Les défis de l'Angola en matière de production pétrolière

L'Angola, comme d'autres producteurs de pétrole africains, s'est efforcé d'attirer les investisseurs pour développer ses champs pétroliers et construire des infrastructures. Malgré l'enthousiasme initial des grandes compagnies pétrolières telles que BP, Exxon et Chevron pour les vastes gisements du pays, des obstacles subsistent, notamment des régimes fiscaux défavorables, la corruption et, dans certains cas, un manque de ressources pour sécuriser les actifs. À plusieurs reprises, l'Angola n'a pas respecté les quotas de production de l'Organisation des pays exportateurs de pétrole (OPEP).

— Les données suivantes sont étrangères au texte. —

PR #2133, opened 2026-05-28
fix: batch store notifications to prevent React max update depth (#2123)

### LINKED ISSUE #2123: 流式输出时 React 无限重渲染导致崩溃（Maximum update depth exceeded）Maximum update depth exceeded in streaming loop (React  forceStoreRerender cascade)
### Environment

| 项目 | 值 |
|------|-----|
| Reasonix 版本 | 0.52.0（npm latest 0.53.2 同样存在） |
| Node.js | v22.13.0 |
| 操作系统 | Windows |
| React (bundle) | 19.2.6 + react-reconciler 0.32.0 |
| 触发命令 | `reasonix code`（普通模式未测试） |

### Steps to Reproduce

Actuellement, l'Angola est l'un des plus petits producteurs de l'OPEP, avec une production de seulement 1,15 million de barils par jour en novembre, ce qui représente 0,3 % de la production quotidienne de l'organisation, qui s'élève à 38,19 millions de barils. La production de l'Angola était de 1,66 million de barils par jour lorsqu'il a rejoint l'OPEP en 2007, et a culminé à 1,88 million de barils par jour un an plus tard. Depuis lors, la production s'est stabilisée autour de 1,80 million de barils par jour en 2015, avant de chuter brutalement les années suivantes. Le niveau de production actuel de l'Angola est légèrement supérieur à l'objectif de l'OPEP de 1,10 million de barils par jour.

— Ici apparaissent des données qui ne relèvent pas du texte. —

PR #2138, opened 2026-05-28
feat(desktop): persist prompt-history across sessions and restarts (#2051)

### LINKED ISSUE #2051: Desktop: prompt history recall is in-memory only; it is lost across sessions and app restarts

nianyi778:
## Problem

Closes #2051. The Composer's `historyRef` was a plain in-memory `useRef` — `ArrowUp` recall was lost on session switch or app restart. Users had to re-type frequently used commands every new chat session.

## Change

Persist the prompt history list in `~/.reasonix/config.json` under a new `promptHistory` field and seed the Composer on tab load.

**Data flow:**
1. `emitSettings` (desktop backend) reads `loadPromptHistory()` and includes it in the `$settings` event sent to the frontend.
2. `<Composer initialHistory={...}>` seeds `historyRef.current` from the persisted list on mount — so `ArrowUp` works from the first keystroke after restart or session switch.
3. `<Composer onHistoryPush={...}>` fires on every send; App.tsx calls `applySettingsPatch({ promptHistory })`, which triggers `settings_save` → backend writes the updated list back.
4. `savePromptHistory` caps at 100 entries (same as the previous in-memory cap).
5. Field is registered in `STRING_ARRAY_FIELDS` so a malformed hand-edited value is sanitized to `[]` on read rather than crashing.

**Scope:** desktop only (as requested in #2051 — CLI/TUI and dashboard are unaffected).

## Files changed
- `src/config.ts` — `promptHistory` field, `load/savePromptHistory` accessors, sanitize registration
- `src/cli/commands/desktop.ts` — `emitSettings` includes history; `settings_save` writes it back
- `desktop/src/protocol.ts` — `promptHistory` added to `SettingsEvent` and `SettingsPatch`
- `desktop/src/App.tsx` — receives history from state, passes `initialHistory`/`onHistoryPush` to `<Composer>`
- `desktop/src/ui/composer.tsx` — `initialHistory` prop seeds `historyRef`; `onHistoryPush` fires on every push

## Verification
- `tests/config.test.ts`: load returns `[]` when absent; round-trip; cap at 100.
- `npm run verify` passes.

### DIFF
--- a/desktop/src/App.tsx
+++ b/desktop/src/App.tsx
@@ -260,6 +260,7 @@ export type Settings = {
   };
   subagentModels?: Record<string, "flash" | "pro">;
   showSystemEvents?: boolean;
+  promptHistory?: string[];
   version: string;
 };
 
@@ -994,6 +995,7 @@ function applyIncomingRaw(state: State, ev: IncomingEvent): State {
           webSearchApiKeys: ev.webSearchApiKeys,
           subagentModels: ev.subagentModels,
           showSystemEvents: ev.showSystemEvents,
+          promptHistory: ev.promptHistory,
           version: ev.version,
         },
       };
@@ -2447,6 +2449,15 @@ function TabRuntime({
                   setDraft("");
                 }}
                 onDequeueSend={(index) => dispatch({ t: "dequeue_send", index })}
+                initialHistory={state.settings?.promptHistory}
+                onHistoryPush={(entry) => {
+                  // Use saveSettings (RPC only, no local state patch) so the
+                  // sentinel [entry] is never written into state.settings and
+                  // historyRef is not transiently reset. The backend merges
+                  // against the freshly-loaded persisted list and re-emits
+                  // $settings with the merged result (#2051).
+                  saveSettings({ promptHistory: [entry] });
+                }}
               />
             </>
           )}
--- a/desktop/src/protocol.ts
+++ b/desktop/src/protocol.ts
@@ -322,6 +322,8 @@ export type SettingsEvent = {
   };
   subagentModels?: Record<string, "flash" | "pro">;
   showSystemEvents?: boolean;
+  /** Desktop prompt-history entries seeded on tab load, most-recent-first (#2051). */
+  promptHistory?: string[];
   version: string;
 };
 
@@ -372,6 +374,8 @@ export type SettingsPatch = {
   braveApiKey?: string | null;
   subagentModels?: Record<string, "flash" | "pro">;
   showSystemEvents?: boolean;
+  /** Persisted prompt-history entries to update on each send (#2051). */
+  promptHistory?: string[];
 };
 
 export type QQConfigPatch = {
--- a/desktop/src/ui/composer.tsx
+++ b/desktop/src/ui/composer.tsx
@@ -154,6 +154,8 @@ export function Composer({
   queuedSends,
   onQueueWhileBusy,
   onDequeueSend,
+  initialHistory,
+  onHistoryPush,
 }: {
   draft: string;
   setDraft: React.Dispatch<React.SetStateAction<string>>;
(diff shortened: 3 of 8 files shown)


nianyi778:
@codex review

nianyi778:
Fixed in `b881b82f`. Added a `useEffect` that syncs `historyRef.current` when `initialHistory` first arrives (the async `$settings` event), as long as the user hasn't started browsing (`browseIdx === -1`). This way the persisted history is available from the first `ArrowUp` keystroke after restart, not just after remount.

The other Codex finding (`src/tools/shell/parse.ts:356` — grep patterns treated as paths) is pre-existing on `main` and not part of this PR's diff; happy to tackle it separately.

@codex review

nianyi778:
Fixed in `4063bb9b`. `onHistoryPush` now merges the new entry into the current persisted list (`state.settings?.promptHistory`) instead of overwriting with the tab-local array:

```ts
const merged = [entry, ...persisted.filter(e => e !== entry)].slice(0, 100);
applySettingsPatch({ promptHistory: merged });
```

Each save prepends the new entry, deduplicates, caps at 100, so tabs never clobber each other's entries.

@codex review

nianyi778:
Fixed in `846c697d`. The persisted list is stored most-recent-first (`[entry, ...persisted]`), but `historyRef` is oldest-first (entries are appended with `push`, ArrowUp reads from the end). Both assignment sites now reverse on load:

```ts
historyRef = useRef([...initialHistory].reverse())   // mount
historyRef.current = [...initialHistory].reverse()   // async settings update
```

This keeps ArrowUp order consistent: most-recent entry first, regardless of whether history came from in-session sends or from a persisted reload.

@codex review

nianyi778:
Fixed properly in `dcb51ee1`. Moved the merge to the **backend** (`settings_save` handler in `desktop.ts`):

- Frontend now sends just `{ promptHistory: [newEntry] }` — a single-element sentinel.
- Backend reads the current persisted list fresh from disk, prepends the new entry, deduplicates, caps at 100, writes back, then calls `emitSettings(tab)` to re-broadcast the updated list to this tab.

Since the merge happens after a fresh disk read, concurrent tabs always see the true latest state — no more clobber.

@codex review

nianyi778:
Fixed in `639dc48b`. The second finding is real — `applySettingsPatch` writes the sentinel into `state.settings`, which triggers the `useEffect` and transiently resets `historyRef` to just the one entry.

Changed to use `saveSettings` (RPC-only, no local dispatch) so the sentinel never lands in `state.settings.promptHistory`. The backend still does the fresh-disk merge and re-emits `$settings` with the full merged list, which updates the state correctly.

The first finding (`shell/parse.ts` grep pattern) is pre-existing on `main` and not in this PR's diff — happy to fix separately.

@codex review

Comme le rapporte le portail d'actualités énergétiques Oil Price, les relations entre l'Angola et l'OPEP ont atteint un point culminant l'année dernière lorsque l'OPEP a autorisé les Émirats arabes unis à augmenter leur production de 200 000 barils par jour pour atteindre 3,2 millions de barils en 2024, mais a légèrement réduit le quota de l'Angola pour 2024 en fonction de la baisse de sa propre production. Entre-temps, la Chine s'intéresse de plus en plus aux infrastructures de production plus prévisibles dans les États du Golfe et en Russie. Selon le rapport Carnegie, "les importations ont augmenté de plus de 40 % pour presque tous les principaux partenaires commerciaux de la Chine en Asie, à l'exception de l'Iran, dont le pétrole est expédié via des pays tels que les Émirats arabes unis (EAU) et la Malaisie".

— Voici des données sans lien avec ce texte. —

PR #2143, opened 2026-05-28
fix(desktop): composer inline mentions, command chips, and text highlighting

### LINKED ISSUE #2142: 桌面端：输入框 @ 提及文件与 / 命令的三个交互问题
## 问题描述

当前桌面端输入框在使用 \`@\` 提及文件与 \`/\` 命令时存在三个交互缺陷：

### 1. 仅能在末尾插入
在输入框中间输入 \`@\` 或 \`/\` 无法触发弹窗，只能在文本末尾操作。用户期望在任何位置输入（只要后续是空白或文本末尾）都能弹出选择组件。

### 2. 即时执行命令选定后仍然固定 chip
非 \`insertOnly\` 的 slash 命令（如 \`/clear\`、\`/new\`）在选定后立即执行，但同时在输入框上方固定一个 chip，给用户造成困惑——命令已执行为何还有残留。

### 3. 提及文件后 chip 与文本并存，令人困惑
选定文件后，既在上方固定 chip，又在输入框内插入 \`@path\` 普通文本。用户可以删除 chip 但文本还在，也可以编辑文本但 chip 还在——用户无法判断哪个才是"真正"的提及。

## 修复方案

由 #2143 实现，改动包含：

1. **任意位置插入**：将 \`handleChange\` 中的 \`\$\` 锚点正则替换为基于光标位置（\`selectionStart\`）的 \`findActiveRange\` 检测，并增加 \`onSelect\` 处理光标移动进入已有 \`@word\`/\`/word\` 时自动弹窗
2. **即时命令不显示 chip**：非 \`insertOnly\` 的 slash 命令选中后只执行 \`run()\`，不添加到 \`pickedChips\`
3. **文本为主，chip 只读**：chip 仅来自 popup 中显式选中（\`pickedChips\` Map），不在输入过程中显示；移除 chip 的 X 按钮，用户删除文本 token 后 chip 自动消失；通过 overlay 技术高亮 \`@path\`

## 关联 PR

- #2143

AtmoOmen:
## Summary

Closes #2142.

Fixes three UX issues with the desktop composer's \`@\` mention and \`/\` command insertion:

### 1. Allow insertion at any cursor position (not just end-of-text)

Previously, the \`handleChange\` regex \`/(\^|\s)([/@])([\^\s]*)\$/\` only matched the trailing token. Now \`findActiveRange(text, cursorPos)\` scans from the cursor position to detect any \`@word\` or \`/word\` regardless of where it sits in the draft.

- Added \`activeRangeRef\` to track the exact range (start→end) of the current token
- \`pickItem\` and Tab navigation now replace precisely that range rather than doing blind regex replacement on the full draft tail
- Added \`onSelect\` handler: clicking or arrowing into an existing \`@word\` / \`/word\` reopens the popup for inline editing

### 2. Remove redundant chips from non-\`insertOnly\` slash commands

Commands like \`/clear\` and \`/new\` execute immediately when selected. Previously they also left a chip pinned above the textarea — confusing since the command already ran. Now only \`insertOnly\` commands (e.g. \`/model\`) produce chips.

### 3. Chips as read-only indicators derived from picked mentions

**Before**: chips were independent imperative state that drifted from the draft text. Users could dismiss a chip while its \`@path\` text remained, or edit the text while the chip stayed — unclear which one was authoritative.

**After**:
- Chips only appear for mentions / \`insertOnly\` commands explicitly picked from the popup (\`pickedChips\` Map), never for incomplete \`@sr\` typing
- X dismiss button removed — chips are read-only indicators
- Each chip auto-disappears when the user manually deletes its token from the draft (filtered via word-boundary regex check)
- \`@path\` tokens are highlighted in the textarea via an overlay backdrop (\`composer-backdrop\`) with transparent textarea + \`highlightTokens()\` span wrapping

### Additional fixes from review

- \`insertMention\` now uses functional \`setDraft\` to avoid stale-closure corruption when file dialogs / clipboard reads resolve asynchronously
- Tab on non-directory items in the \`@\` popup now consumes the event so focus stays in the textarea
- Backdrop content memoized via \`useMemo\`
- IME guard supplemented with \`e.nativeEvent.isComposing\`
- All comments trimmed to ≤3 lines

### Files changed

| File | Changes |
|---|---|
| \`desktop/src/ui/composer.tsx\` | Core logic: \`findActiveRange\`, \`syncPopupFromCursor\`, range-based replacement, chip derivation, \`highlightTokens\`, backdrop overlay |
| \`desktop/src/styles.css\` | \`.composer-textarea-wrap\`, \`.composer-backdrop\`, \`.hl-token\`, transparent textarea |

### DIFF
--- a/desktop/src/styles.css
+++ b/desktop/src/styles.css
@@ -3542,9 +3542,12 @@ html:not([data-platform="macos"]) .shortcut kbd[data-key="mod"] {
 }
 .composer-tags {
   display: flex;
-  flex-wrap: wrap;
+  flex-wrap: nowrap;
   gap: 4px;
   padding: 8px 10px 0;
+  overflow-x: auto;
+  scrollbar-width: thin;
+  scrollbar-color: var(--border) transparent;
 }
 .chip {
   display: inline-flex;
@@ -3557,6 +3560,13 @@ html:not([data-platform="macos"]) .shortcut kbd[data-key="mod"] {
   font-size: 14px;
   font-family: inherit;
   color: var(--fg-2);
+  max-width: 220px;
+  flex-shrink: 0;
+}
+.chip span {
+  overflow: hidden;
+  text-overflow: ellipsis;
+  white-space: nowrap;
 }
 .chip.at {
   color: var(--accent);
--- a/desktop/src/styles.css
+++ b/desktop/src/styles.css
@@ -3568,19 +3568,33 @@ html:not([data-platform="macos"]) .shortcut kbd[data-key="mod"] {
   background: var(--violet-soft);
   border-color: transparent;
 }
-.chip .x {
-  cursor: pointer;
-  opacity: 0.5;
+.composer-textarea-wrap {
+  position: relative;
 }
-.chip .x:hover {
-  opacity: 1;
+.composer-backdrop {
+  position: absolute;
+  top: 0;
+  left: 0;
+  right: 0;
+  bottom: 0;
+  padding: 12px 14px 6px;
+  font-size: 14px;
+  line-height: 1.55;
+  font-family: inherit;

Comme en Angola, le vieillissement des champs pétroliers est l'une des principales raisons de la baisse de la production chez de nombreux producteurs africains, en particulier au Nigeria, mais aussi chez des producteurs plus modestes comme le Sud-Soudan, dont le développement pétrolier connaît des hauts et des bas constants, plus récemment en raison de la guerre civile qui sévit dans le Soudan voisin. En se concentrant sur des sites offshore tels que la Guyane et la Namibie, les acteurs africains traditionnels sont à la traîne. À l'exception de la découverte du bloc 15 au large de l'Angola en 2022, Exxon a gardé un profil bas en Afrique.
Transformation du marché mondial de l'énergie

La Chine, qui s'intéresse de près au CCG, cherche activement à établir des liens énergétiques avec l'Arabie saoudite, les Émirats arabes unis, Bahreïn, le Koweït, Oman et le Qatar. L'année dernière, selon les données publiées par le China Daily, la Chine a importé près de 200 millions de tonnes de pétrole brut et 18 millions de tonnes de gaz naturel liquéfié en provenance du CCG. Cela représentait un tiers des importations totales de pétrole de la Chine et environ un quart de ses importations totales de gaz naturel.
Comme le souligne le rapport politique "East meets middle" du Conseil européen des relations étrangères, il ne s'agit pas seulement de combustibles fossiles. La Chine se concentre sur les liens avec le CCG dans le secteur des énergies renouvelables, ainsi que dans le domaine nucléaire. Huang Mingang, économiste en chef de la China National Nuclear Corporation, a déclaré au China Daily que Pékin "s'appuie sur la chaîne d'approvisionnement complète de l'industrie nucléaire et sur ses capacités en matière de services techniques pour fournir aux pays arabes des solutions intégrées en matière d'énergie nucléaire et des services couvrant l'ensemble du cycle de vie".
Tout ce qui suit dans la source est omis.